What does this imply for the system in the Clephas-Jacobs farm? As described, air is drawn from the pig rooms below through the ceiling into a central exhaust system near the roof. The air enters the central air scrubbing room as described through a high pressure fan. The air is then drawn from below through the platform, where the water falls through for absorption. So far it is a fairly common situation – the difference is made by the presence of a heat exchanger, positioned inside the air scrubber. It consists of a large screen of dense plastic tubes, filled with a mixture of water and glycol – this cannot freeze easily but which can absorb the heat.
This heat exchanger absorbs some of the outgoing air’s relative heat in winter and some of its relative cool temperatures in summer. In turn, the heat exchanger is connected to a separate farmwide circuit, including more heat exchangers. Where the one described is treating outgoing air, the others are located at the place where incoming air comes in – at the air inlets, also see Figure 1.
These inlets are located partly hidden in the ground, and come out on a passage underneath the farm building. New air, after having been drawn in, is warmed up or cooled down by the heat exchanger – the system guarantees fresh air entering the building at a minimum of 8°C. The air will be mixed with already present air in the corridor, after which it gradually flows into the farm building at a temperature as steady as possible.
Thus consistency is created – and exactly that is what also benefits the animals, explains Kleuskens. “In theory, the animals can deal with high temperatures, no problem, if only the temperature doesn’t change all the time. The animals do very well if only temperatures are constant,” he says. In summer in the Netherlands, temperatures can rise up to 30°C; in winter, temperatures can be as low as -10°C.
Not only the incoming air benefits from the heat exchanging system at the farm.
A second destination for the energy absorbed in the Clephas-Jacobs farm is a heating system in the farrowing house. Submerged into the solid floor of the farrowing house are tubes to heat the piglet nest – as piglets benefit from a bit of extra warmth.

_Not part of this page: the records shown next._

PR #3096, opened 2023-07-18
Enable and fix race detector for CI

blakerouse:
## What does this PR do?

Enables the race detector for the CI unit tests including fixing the issues detected by enabling the race detector.

## Why is it important?

Ensures that we do not have any data race conditions in the code.

## Checklist


blakerouse:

This system is driven by a central heat pump, which warms the water until it is about 45 or 50°C. Supplying the already pre-heated water to the heat pump saves a substantial amount of money, explains Vleugels.
The piglets at the farm do benefit from these warm piglet nests longer than only the farrowing period. After weaning, owner and pork
producer, Hans Jacobs simply removes the sows and the crates.
Total energy costs
Kleuskens states that the Triple EEE Concept can save up to 80% of total energy costs for pig houses. Jacobs can only say that the initial months have rendered him more than happy.

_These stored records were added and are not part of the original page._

Issue #3001, opened 2023-07-05
Add integration test for an upgrade that falls back to fetching the GPG key from a URL


cmacknz:
https://github.com/elastic/elastic-agent/pull/2980 added a fallback to downloading the GPG key from https://artifacts.elastic.co/GPG-KEY-elastic-agent when verification with the embedded GPG key fails. This is critical functionality in the event of a GPG key rotation. We need to write an integration test that ensures that when verification when the embedded GPG key fails we can successfully verify the upgrade artifact with the key downloaded from the URL.

The primary complication to writing this test will be getting the initial GPG key verification to fail, considering that the default key is embedded into the binary and is still valid. We will need to produce a special build of the agent with an invalid embedded GPG key, or add configuration to alter the GPG precedence order. For example we could have the agent prefer an invalid GPG key from a file to the one that is embedded into it, and then rely on downloading the correct key to have the upgrade succeed.

We used to have configuration to this effect, we could revive that and use it as the basis for this test:

https://github.com/elastic/elastic-agent/blob/f8776d5e9b781dbd334c7a8a2356d57d4ce5e196/elastic-agent.reference.yml#L74-L76

cmacknz:
I should note that we do not need to write an entirely new test for this, we can modify one of the existing upgrade tests to start with an invalid GPG key and it will still test what it did before along with this new functionality.

PR #2955, opened 2023-06-28
Introduce upgrade tests from released versions

pchila:
## What does this PR do?

This PR adds upgrade tests for both standalone and managed agent from some versions of the current and previous major release to the latest snapshot.

The tests will select:
- up to 2 versions with the same major version as the current agent
- up to 1 version from a previous major version
These versions are retrieved using the Artifact API and working backwards through the versions, excluding snapshots.
The _up to_ part is because under certain circumstances (new major release, for example) we may not find enough versions fitting the criteria.

The tests `TestStandaloneUpgrade` and `TestFleetManagedUpgrade` will start a subtest (using `t.Run()`) for each version to be used as a starting point for the upgrade and then upgrade it to the latest version of agent.

Current limitations:
- We are currently using the ArtifactFetcher so the starting elastic agent version all come from the artifact API. For all agent versions that allow the `--skip-verify` we use the packaged elastic agent as artifact for the upgrade via `--sourceURI` parameter
 

## Why is it important?
We need to have automated tests for the common upgrade scenarios to detect upgrade issues as soon as possible in the development cycle. 

## Checklist

- [x] My code follows the style guidelines of this project
- [x] I have commented my code, particularly in hard-to-understand areas
- ~~[ ] I have made corresponding changes to the documentation~~
- ~~[ ] I have made corresponding change to the default configuration files~~
- [x] I have added tests that prove my fix is effective or that my feature works
- ~~[ ] I have added an entry in `./changelog/fragments` using the [changelog tool](https://github.com/elastic/elastic-agent#changelog)~~
- [x] I have added an integration test or an E2E test

## Author's Checklist

- [ ]

## How to test this PR locally

We can run the integration tests using 
`AGENT_VERSION="8.10.0-SNAPSHOT" GOTEST_FLAGS="-test.run ^(TestFleetManagedUpgrade|TestStandaloneUpgrade)$"  mage integration:test`
or if you want to run just a specific version upgrade scenario we can use (for example only standalone upgrade from 8.9.0 to 8.10.0-SNAPSHOT):
`AGENT_VERSION="8.10.0-SNAPSHOT" GOTEST_FLAGS="-test.run ^TestStandaloneUpgrade/Upgrade_8.9.0_to_8.10.0-SNAPSHOT$"`

## Related issues

- Requires #3073 

## Questions to ask yourself

- How are we going to support this in production? 
- How are we going to measure its adoption? 
- How are we going to debug this?
- What are the metrics I should take care of?
- ...

PR #3101, opened 2023-07-19
[Integration Test] Upgrade failed default verification test

michalpristas:
## What does this PR do?

Close https://github.com/elastic/elastic-agent/issues/3001

This PR adds an integration test for use case when default option of package verification fails and we need to try remote pgp published at https://artifacts.elastic.co/GPG-KEY-elastic-agent

We test this by introducing a flag `--skip-default-pgp` which disables checks with embedded key and providing corrupted key using `--pgp`.


internal/pkg/agent/application/coordinator/coordinator_test.go
```diff
@@ -447,7 +447,7 @@ func TestCoordinator_Upgrade(t *testing.T) {
 	require.NoError(t, err)
 	cfgMgr.Config(ctx, cfg)
 
-	err = coord.Upgrade(ctx, "9.0.0", "", nil, true)
```
pchila, line 450: Nice little test, it will be fun to see what happens when we will release 9.0 xD

internal/pkg/agent/application/upgrade/artifact/download/http/verifier.go
```diff
@@ -194,7 +196,14 @@ func (v *Verifier) composeURI(filename, artifactName string) (string, error) {
 }
 
 func (v *Verifier) getPublicAsc(sourceURI string) ([]byte, error) {
-	resp, err := v.client.Get(sourceURI)
+	ctx, cancelFn := context.WithTimeout(context.Background(), 30*time.Second)
```
pchila, line 199: I appreciate the usage of a client with a timeout, I am just not sure what triggered this specific change.... :thinking:

testing/integration/upgrade_test.go
```diff
@@ -273,7 +274,165 @@ func TestStandaloneUpgrade(t *testing.T) {
...
+	}, 5*time.Minute, 1*time.Second, "agent never upgraded to expected version")
+
+	checkUpgradeWatcherRan(t, agentFixture)
+
+	version, err := c.Version(ctx)
+	require.NoError(t, err, "error checking version after upgrade")
+	require.Equal(t, expectedAgentHashAfterUpgrade, version.Commit, "agent commit hash changed after upgrade")
+}
+
+func TestStandaloneUpgrade_FailInitialCheck(t *testing.T) {
```
pchila, line 297: I kinda wish that  this new test would be added after PR https://github.com/elastic/elastic-agent/pull/2955 because this will generate more conflicts :sweat:

testing/integration/upgrade_test.go
```diff
@@ -273,7 +274,165 @@ func TestStandaloneUpgrade(t *testing.T) {
...
+
+	ctx, cancel := context.WithCancel(context.Background())
+	defer cancel()
+	err = agentFixture.Prepare(ctx)
+	require.NoError(t, err, "error preparing agent fixture")
+
+	err = agentFixture.Configure(ctx, []byte(fastWatcherCfg))
+	require.NoError(t, err, "error configuring agent fixture")
+
+	const minVersionString = "8.9.0-SNAPSHOT"
```
pchila, line 317: shouldn't this version constraint be 8.10.0-SNAPSHOT ?

testing/integration/upgrade_test.go
```diff
@@ -273,7 +274,165 @@ func TestStandaloneUpgrade(t *testing.T) {
...
+	require.NoErrorf(t, err, "error accessing build details for version %q and buildID %q", latestSnapshotVersion.Original(), upgradeVersionString)
+	require.NotNil(t, buildDetails)
+	agentProject, ok := buildDetails.Build.Projects["elastic-agent"]
+	require.Truef(t, ok, "elastic agent project not found in version %q build %q", latestSnapshotVersion.Original(), upgradeVersionString)
+	t.Logf("agent build details: %+v", agentProject)
+	t.Logf("expected agent commit hash: %q", agentProject.CommitHash)
+	expectedAgentHashAfterUpgrade := agentProject.CommitHash
+
+	// Workaround until issue with Artifact API build commit hash are resolved
+	actualAgentHashAfterUpgrade := extractCommitHashFromArtifact(t, ctx, latestSnapshotVersion, agentProject)
```
pchila, line 399: Is there a specific reason why you want to install the penultimate SNAPSHOT build? This is from the upgrade to specific snapshot integration test but you could simply use the latest snapshot or the latest released version, right ?

pchila (commented):
The implementation looks good, I am just not sure that you picked the simplest integration test to take inspiration from... Maybe that can be changed with a simpler Standalone upgrade test ?

pchila:
As an aside, IMHO `skip-embedded-pgp-key` is clearer than `skip-default-pgp` even if it's longer, but I am not a product owner :sweat_smile:

internal/pkg/agent/application/upgrade/artifact/download/http/verifier.go
michalpristas: making linter happy

testing/integration/upgrade_test.go
michalpristas: i just took normal test as a base and added custom flags for my usecase, i havent changed a thing so it's better to ask probably @ycombinator about why this was chosen

testing/integration/upgrade_test.go
michalpristas: true

testing/integration/upgrade_test.go
```diff
@@ -273,7 +274,165 @@ func TestStandaloneUpgrade(t *testing.T) {
...
+	version, err := c.Version(ctx)
+	require.NoError(t, err, "error checking version after upgrade")
+	require.Equal(t, expectedAgentHashAfterUpgrade, version.Commit, "agent commit hash changed after upgrade")
+}
+
+func TestStandaloneUpgrade_FailInitialCheck(t *testing.T) {
+	define.Require(t, define.Requirements{
+		// Stack:   &define.Stack{},
+		Local:   false, // requires Agent installation
+		Isolate: true,
```
blakerouse, line 301: Why is this isolated?

testing/integration/upgrade_test.go
```diff
@@ -273,7 +274,165 @@ func TestStandaloneUpgrade(t *testing.T) {
...
+	ctx, cancel := context.WithCancel(context.Background())
+	defer cancel()
+	err = agentFixture.Prepare(ctx)
+	require.NoError(t, err, "error preparing agent fixture")
+
+	err = agentFixture.Configure(ctx, []byte(fastWatcherCfg))
+	require.NoError(t, err, "error configuring agent fixture")
+
+	const minVersionString = "8.10.0-SNAPSHOT"
+	minVersion, _ := version.ParseVersion(minVersionString)
```
blakerouse, line 318: I know its probably not going to happen, but just to be sure that in the case that `version.ParseVersion` throws an error it is checked. Online an extra line.

`require.NoError(t, err)`

pchila:
@blakerouse there is already some refactoring pending for the specific test and the upgrade tests in general in PR #2955 
Moreover the test that has been chosen as a base is the upgrade (downgrade) to specific snapshot which has additional complexity (looking at all the snapshot builds and retrieving the actual commit SHA etc.)
It would be probably easier if a different test was used as a base

michalpristas:
vulncheck not related

testing/integration/upgrade_test.go
```diff
@@ -66,6 +66,9 @@ var version_8_7_0 = version.NewParsedSemVer(8, 7, 0, "", "")
 // minimum version for upgrade to specific snapshot + minimum version for setting shorter watch period after upgrade
 var version_8_9_0_SNAPSHOT = version.NewParsedSemVer(8, 9, 0, "SNAPSHOT", "")
 
+// minimum version for upgrade to specific snapshot + minimum version for setting shorter watch period after upgrade
```
pchila, line 69: Nit: maybe we want to update the comment :smile:

testing/integration/upgrade_test.go
```diff
@@ -208,18 +211,18 @@ func TestStandaloneUpgrade(t *testing.T) {
 
 			parsedUpgradeVersion, err := version.ParseVersion(define.Version())
 			require.NoErrorf(t, err, "define.Version() %q cannot be parsed as agent version", define.Version())
-			testStandaloneUpgrade(ctx, t, agentFixture, parsedVersion, parsedUpgradeVersion, "", true)
+			testStandaloneUpgrade(ctx, t, agentFixture, parsedVersion, parsedUpgradeVersion, "", true, true, false, "")
```
pchila, line 214: The values of skip-verify depends on the versions being tested. Since this test will run also for older sets of versions we should keep the check

```suggestion
			skipVerify:=version_8_7_0.Less(parsedVersion)
			testStandaloneUpgrade(ctx, t, agentFixture, parsedVersion, parsedUpgradeVersion, "", skipVerify, true, false, "")
```

testing/integration/upgrade_test.go
```diff
@@ -424,7 +489,18 @@ func testStandaloneUpgrade(
 		require.NoError(t, err)
 		sourceURI := "file://" + filepath.Dir(srcPkg)
 		t.Logf("setting sourceURI to : %q", sourceURI)
-		upgradeCmdArgs = append(upgradeCmdArgs, "--source-uri", sourceURI, "--skip-verify")
```
pchila, line 427: the skipVerify and source-uri have to go hand in hand when we are testing with the locally built package...
How about setting the conditions to something like:
```
useLocalPackage :=  allowLocalPackage && version_8_7_0.Less(*parsedFromVersion)
skipVerifyFlag := useLocalPackage || skipVerify
```

Or is the skipVerify an override?

If this get too complicated we can always extract all of those as options to be set in the caller function...

testing/integration/upgrade_test.go
```diff
@@ -208,18 +211,18 @@ func TestStandaloneUpgrade(t *testing.T) {
...
 			parsedUpgradeVersion, err := version.ParseVersion(define.Version())
 			require.NoErrorf(t, err, "define.Version() %q cannot be parsed as agent version", define.Version())
-			testStandaloneUpgrade(ctx, t, agentFixture, parsedVersion, parsedUpgradeVersion, "", true)
+			testStandaloneUpgrade(ctx, t, agentFixture, parsedVersion, parsedUpgradeVersion, "", true, true, false, "")
 		})
 	}
 }
 
-func TestStandaloneUpgradeToSpecificSnapshotBuild(t *testing.T) {
+func TestStandaloneUpgradeToSpecificSnapshotBuildWithGPGFallback(t *testing.T) {
```
pchila, line 219: I still don't understand why this test has to use a different build of the same snapshot version for the upgrade...
Can't we test the same functionality by downgrading from the locally built package to a previous (distinct) version ? Would that change the nature of the test?

If we can choose a different version you can simplify the test to a `testStandaloneUpgrade` call + a few statements to manipulate the PGP key as it's already there... You have no need to the commit sha workaround or checking the commit sha after upgrade...

pchila (changes requested):
There are some changes that are needed (the --skip-verify value when not using source-uri for example) and I still think that the integration test can be simplified and reduced to a normal up(down)grade test

testing/integration/upgrade_test.go
michalpristas: updated to simpler version

testing/integration/upgrade_test.go
```diff
@@ -208,11 +211,56 @@ func TestStandaloneUpgrade(t *testing.T) {
...
+
+	if parsedVersion.Less(*minVersion) {
+		t.Skipf("Version %s is lower than min version %s", define.Version(), minVersion)
+	}
+
+	ctx, cancel := context.WithCancel(context.Background())
+	defer cancel()
+
+	// previous
+	toVersion, err := parsedVersion.GetPreviousMinor()
```
pchila, line 238: Not the biggest fan of trying to guess the previous minor by decreasing the counters...
Since we already have access to artifact api you could retrieve the previous version string from there...
Not a blocker in itself until we release 9.x it's just that we can rely on the actual agent versions...

pchila:
buildkite test this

He had the total system applied in September 2012. After the first eight months of the system being in operation, his total energy costs for this barn were €124, while last year’s winter has been unusually long in most parts of Western Europe. Not a bad score, considering that an average household pays €100 per month.

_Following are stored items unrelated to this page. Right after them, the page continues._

PR #4024, opened 2024-01-05
Send package.version to components

AndersonQ:
## What does this PR do?

The agent now includes AgentInfo alongside the connection information during component startup. It also stores the BuildHash sent by the components as part of the ComponentVersionInfo during check-in.

To facilitate testing, an info.Agent interface has been created to abstract the implementation of info.AgentInfo. This abstraction allows for the creation of mocks, enabling testing scenarios where using `info.NewAgentInfo` is impractical. This is because `info.NewAgentInfo` relies on the agent vault, which, on Mac systems, is the system's keychain. Accessing the keychain requires root permissions, which are not available during testing.

## Why is it important?

The components should report the package version instead of their own.

## Checklist

With a beats build containing https://github.com/elastic/beats/pull/37553:
 - build the agent
 - change the package.version file to contain a version with extra build information, e.g.: `8.13.0+build20131123`
 - enroll it to fleet
 - the events sent by the beats should have the `agent.version`, `elastic_agent.version` and `metadata.version` set as the version defined on the `package.version` file.
 - in the `state.yaml` from the agent diagnostics, for each component, there should be:
   - no `version` field in the `version_info`
   - a new `version_info.build_hash` with the beats build hash

## Related issues

- N/A

## Related PRs
 - https://github.com/elastic/elastic-agent-client/pull/93
 - https://github.com/elastic/beats/pull/37553

## Questions to ask yourself

- ...


dev-tools/mage/gotool/go.go
AndersonQ, line 1: Once https://github.com/elastic/elastic-agent/pull/4039 is merged, this changes won't me o this PR anymore

dev-tools/notice/overrides.json
```diff
@@ -1,4 +1,5 @@
 {"name": "github.com/elastic/beats/v7", "licenceType": "Elastic"}
+{"name": "github.com/AndersonQ/elastic-agent-client/v7", "licenceType": "Elastic"}
```
AndersonQ, line 2: It'll be removed once https://github.com/elastic/elastic-agent-client/pull/93 is merged

cmacknz:
The integration test we are going to want here will be to change the agent package version file at install time to be something different from what the agent was built with. You can edit it to something the build will never produce, like set it to 8.0.5000+build19700101 for example.

Then install the agent, ensure it can enroll in Fleet, and verify the documents ingested into Elasticsearch actually have that version in the `agent.version` field (and the `elastic_agent.version` field if it exists in the document).

You could probably just update the existing log ingestion tests to operate with a modified package version to cover this. https://github.com/elastic/elastic-agent/blob/main/testing/integration/logs_ingestion_test.go

You'd have to inspect the version fields in the returned documents in addition to what it does now, but this will be easier and execute faster than writing a completely new test.

internal/pkg/agent/vault/vault_notdarwin.go
```diff
@@ -96,18 +96,25 @@ func New(ctx context.Context, path string, opts ...OptionFunc) (v *Vault, err er
...
 	enc, err := v.encrypt(data)
 	if err != nil {
-		return err
+		return fmt.Errorf("vault Set: could not encrypt key: %w", err)
 	}
 
 	err = v.tryLock(ctx)
 	if err != nil {
-		return err
+		return fmt.Errorf("vault Set: could aqquire lock: %w", err)
```
pchila, line 104:
```suggestion
		return fmt.Errorf("vault Set: could acquire lock: %w", err)
```

internal/pkg/agent/vault/vault_notdarwin.go
```diff
@@ -96,18 +96,25 @@ func New(ctx context.Context, path string, opts ...OptionFunc) (v *Vault, err er
...
 	defer func() {
 		err = v.unlockAndJoinErrors(err)
+		if err != nil {
+			err = fmt.Errorf("vault Set: unlockAndJoinErrors failed: %w", err)
+		}
 	}()
 
-	return writeFile(v.filepathFromKey(key), enc)
+	err = writeFile(v.filepathFromKey(key), enc)
+	if err != nil {
```
pchila, line 114: Error handling is missing ?

pkg/component/runtime/runtime_comm_test.go
```diff
@@ -0,0 +1,80 @@
...
+	require.NoError(t, err, "failed to write ConnInfo")
+
+	clientv2, _, err := client.NewV2FromReader(&buff, client.VersionInfo{
+		Name: "TestRuntimeComm_WriteConnInfo",
+		Meta: nil,
+	})
+	require.NoError(t, err, "failed creating V2 client")
+
+	assert.Equal(t, &want, clientv2.AgentInfo(),
+		"package version does not match")
```
pchila, line 79: Nit: We should try to make the text explain the reason for the assertion, something like:
```suggestion
		"agent info returned by client must match what has been written on command input")
```

pkg/component/runtime/state.go
```diff
@@ -345,6 +347,10 @@ func (s *ComponentState) syncCheckin(checkin *proto.CheckinObserved) bool {
 			s.VersionInfo.Name = checkin.VersionInfo.Name
 			changed = true
 		}
+		if checkin.VersionInfo.BuildHash != "" && s.VersionInfo.BuildHash != checkin.VersionInfo.BuildHash {
+			s.VersionInfo.BuildHash = checkin.VersionInfo.BuildHash
+			changed = true
+		}
```
pchila, line 353: If we are trying to detect a change in the version reported by the component we should check the triplet (version, snapshot flag, hash) since repackaged agent versions will have the same hash as other versions.

If that's not what we are doing here, then I don't understand what purpose this snippet serves :sweat_smile:

pkg/testing/tools/fleettools/fleet.go
```diff
@@ -144,3 +152,43 @@ func DefaultURL(ctx context.Context, client *kibana.Client) (string, error) {
 
 	return "", errors.New("unable to determine default fleet server URL")
 }
+
+// NewEnrollParams creates a new policy with monitoring logs and metrics,
+// an enrollment token and returns an EnrollParams with the information to enroll
+// an agent. If an error happens, it returns nil and a non-nil error.
+func NewEnrollParams(ctx context.Context, client *kibana.Client) (*EnrollParams, error) {
```
pchila, line 159: How is this new test related to sending the agent version to components?
I don't mind more coverage but I fail to see the relation with the purpose of the PR

testing/integration/diagnostics_test.go
```diff
@@ -139,28 +139,44 @@ func TestDiagnosticsCommand(t *testing.T) {
...
 		require.NoError(t, err)
 
-		verifyDiagnosticArchive(t, files[0], diagFiles, diagCompFiles, avi)
+		verifyDiagnosticArchive(t, diagZip, diagFiles, diagCompFiles, avi)
 
 		return nil
 	}
 }
 
+// collectDiagnostics collects the agent diagnostics and returns the path to the
```
pchila, line 154: Nit: this something shared among different integration tests in different files, maybe we want to move it to a common utilities file

testing/integration/package_version_test.go
```diff
@@ -50,6 +55,107 @@ func TestPackageVersion(t *testing.T) {
...
+	err = f.Prepare(ctx)
+	require.NoError(t, err, "could not prepare fixture")
+
+	// Set package version
+	pkgVersionFiles := findPkgVersionFiles(t, f.WorkDir())
+	pkgVersion := "8.13.0+build20131123"
+	for _, pkgVerFile := range pkgVersionFiles {
+		err := os.WriteFile(pkgVerFile, []byte(pkgVersion), 0o644)
+		require.NoError(t, err)
+	}
```
pchila, line 85: I would prefer we prepare a dedicated package with a specific version instead of hacking through the version files changing the values. I am not sure this will work once the version is part of the agent path...

testing/integration/package_version_test.go
```diff
@@ -50,6 +55,107 @@ func TestPackageVersion(t *testing.T) {
...
+			} `yaml:"state"`
+		} `yaml:"components"`
+	}{}
+	err = yaml.NewDecoder(stateYAML).Decode(&state)
+	require.NoError(t, err, "could not parse state.yaml (%s)", stateYAML.Name())
+
+	for _, c := range state.Components {
+		assert.Equal(t, wantBuildHash, c.State.VersionInfo.BuildHash)
+		assert.Equal(t, wantBuildHash, c.State.VersionInfo.Meta.Commit)
+	}
```
pchila, line 156: Same problem here: we are checking just the hash but that is not uniquely identifying an agent version

pchila (changes requested):
There are a couple of nitpicks but the thing that worries me most is that this PR is using the agent hash as the sole identifier of an agent version. With the elastic agent early releases on the horizon, where we will potentially repackage the same agent binary with different patched components I am not sure that this holds...

pkg/component/runtime/state.go
AndersonQ: it's the components build hash. the agent does not have it bu default. the component sends it on its 1st checkin

cmacknz:
Your PR description still just says WIP, you at least need to document how to manually test this.

pkg/component/runtime/state.go
cmacknz: Yes this is the build hash of the sub-processes, which are not going to match the build hash of the agent. 

We stopped receiving the version string because it is now just going to be equal to the package version of the agent. 

Looking at only the hash is intentionally, because it is the only thing that tells us which commit and branch the component version is from, since the version string no longer uniquely identifies a stack release branch.

testing/integration/package_version_test.go
AndersonQ: ok, I agree, but other tests are doing the same. Therefore it could be a followup PR changing all the test. Also to do so it'd require to build another agent for the test, changing the step on buildkite as well. What ins't quite the scope of this PR

changelog/fragments/1707143167-send-package-version-to-components.yaml
```diff
@@ -0,0 +1,34 @@
...
+# - enhancement: extends functionality but does not break or fix existing behavior
+# - feature: new functionality
+# - known-issue: problems that we are aware of in a given version
+# - security: impacts on the security of a product or a user’s deployment.
+# - upgrade: important information for someone upgrading from a prior version
+# - other: does not fit into any of the other categories
+kind: feature
+
+# Change summary; a 80ish characters long description of the change.
+summary: Agent information is sent to components together with the connection information.
```
blakerouse, line 14: Is this really informational for our users? I don't think they care, this is more an internal change and not something that affects the usage of the Elastic Agent.

blakerouse (approved):
Overall this looks good. I question the need for the changelog entry though.

changelog/fragments/1707143167-send-package-version-to-components.yaml
pierrehilbert: I tend to agree, this change is more an internal change than something the users should pay attention at

cmacknz: +1 we can remove the changelog entry here.

cmacknz:
Tested this manually, looks like it works. The `agent.name` field in each event matches the agent package version.

I did note that the build hash field is not included in the version info output from `elastic-agent status --output=yaml` (and json, and full)

```yaml
- id: system/metrics-default
  name: system/metrics
  state: 2
  message: 'Healthy: communicating with pid ''86008'''
  units:
  - unit_id: system/metrics-default
    unit_type: 1
    state: 2
    message: Healthy
  - unit_id: system/metrics-default-system/metrics-system-56875859-e15e-48ab-ad98-29698fd331ad
    unit_type: 0
    state: 2
    message: Healthy
  version_info:
    name: beat-v2-client
    meta:
      build_time: 2024-02-06 11:59:31 +0000 UTC
      commit: ac6e2230bcfe766f1bd5695a59aa7d55116098f7
```

It is included in the `state.yaml` field in the diagostics though:

```yaml
    - id: system/metrics-default
      state:
        component:
            apmconfig: null
            limits:
                gomaxprocs: 0
                source:
                    fields:
                        go_max_procs:
                            kind:
                                numbervalue: 0
        component_idx: 2
        features_idx: 2
        message: 'Healthy: communicating with pid ''86008'''
        state: 2
        units:
            input-system/metrics-default-system/metrics-system-56875859-e15e-48ab-ad98-29698fd331ad:
                message: Healthy
                state: 2
            output-system/metrics-default:
                message: Healthy
                state: 2
        version_info:
            build_hash: ac6e2230bcfe766f1bd5695a59aa7d55116098f7
            meta:
                build_time: 2024-02-06 11:59:31 +0000 UTC
                commit: ac6e2230bcfe766f1bd5695a59aa7d55116098f7
            name: beat-v2-client
```

AndersonQ:
> Tested this manually, looks like it works. The `agent.name` field in each event matches the agent package version.
> 
> I did note that the build hash field is not included in the version info output from `elastic-agent status --output=yaml` (and json, and full)
> 
> ```yaml
> - id: system/metrics-default
>   name: system/metrics
>   state: 2
>   message: 'Healthy: communicating with pid ''86008'''
>   units:
>   - unit_id: system/metrics-default
>     unit_type: 1
>     state: 2
>     message: Healthy
>   - unit_id: system/metrics-default-system/metrics-system-56875859-e15e-48ab-ad98-29698fd331ad
>     unit_type: 0
>     state: 2
>     message: Healthy
>   version_info:
>     name: beat-v2-client
>     meta:
>       build_time: 2024-02-06 11:59:31 +0000 UTC
>       commit: ac6e2230bcfe766f1bd5695a59aa7d55116098f7
> ```

Interesting, the `--output full` already did not show it:

```
❯ sudo /opt/Elastic/Agent/elastic-agent status --output full
┌─ fleet
└─ elastic-agent
   ├─ status: (HEALTHY) Running
   ├─ info
   │  ├─ id: 7c2067ff-30ff-4628-b8cf-af36fa56a524
   │  ├─ version: 8.12.0
   │  └─ commit: 5cbf2e403c761f91d11eca6b9cb5385e0f07f2ce
   ├─ beat/metrics-monitoring
   │  ├─ status: (HEALTHY) Healthy: communicating with pid '2343'
   │  ├─ beat/metrics-monitoring
   │  │  └─ type: OUTPUT
   │     └─ type: INPUT

❯ sudo /opt/Elastic/Agent/elastic-agent status --output yaml
info:
  id: 7c2067ff-30ff-4628-b8cf-af36fa56a524
  version: 8.12.0
  commit: 5cbf2e403c761f91d11eca6b9cb5385e0f07f2ce
  build_time: 2024-01-11 13:25:50 +0000 UTC
  snapshot: false
  pid: 1274
state: 2
message: Running
components:
- id: beat/metrics-monitoring
  name: beat/metrics
  state: 2
  message: 'Healthy: communicating with pid ''2343'''
  units:
  - unit_id: beat/metrics-monitoring
    unit_type: 1
    state: 2
    message: Healthy
  - unit_id: beat/metrics-monitoring-metrics-monitoring-beats
    unit_type: 0
    state: 2
    message: Healthy
  version_info:
    name: beat-v2-client
    version: 8.12.0
    meta:
      build_time: 2024-01-10 21:09:16 +0000 UTC
      commit: 27c592782c25906c968a41f0a6d8b1955790c8c5
```

I'll open an issue to fix the status command as a whole then

AndersonQ:
done: 
 - https://github.com/elastic/elastic-agent/issues/4214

Ron Kleuskens, Inno+: “The pigs do very well if only temperatures are constant.”
Clephas-Jacobs farm, the Netherlands
Farm type: Multi-site farrow-to-finish farm + 50 ha regular crop
cultivation, including iceberg lettuce.Total number of sows: 670.
Total finisher pig capacity: 2,800.
Piglet transfer at: 23 kg.
Breed: Topigs 40 x Pietrain.
Remarkable: Triple EEE concept is applied in one sow house, added in 2012 to the breeding location. This house has 352 combined
farrowing and nursery places, in 11 compartments. The piglets stay here until 23 kg.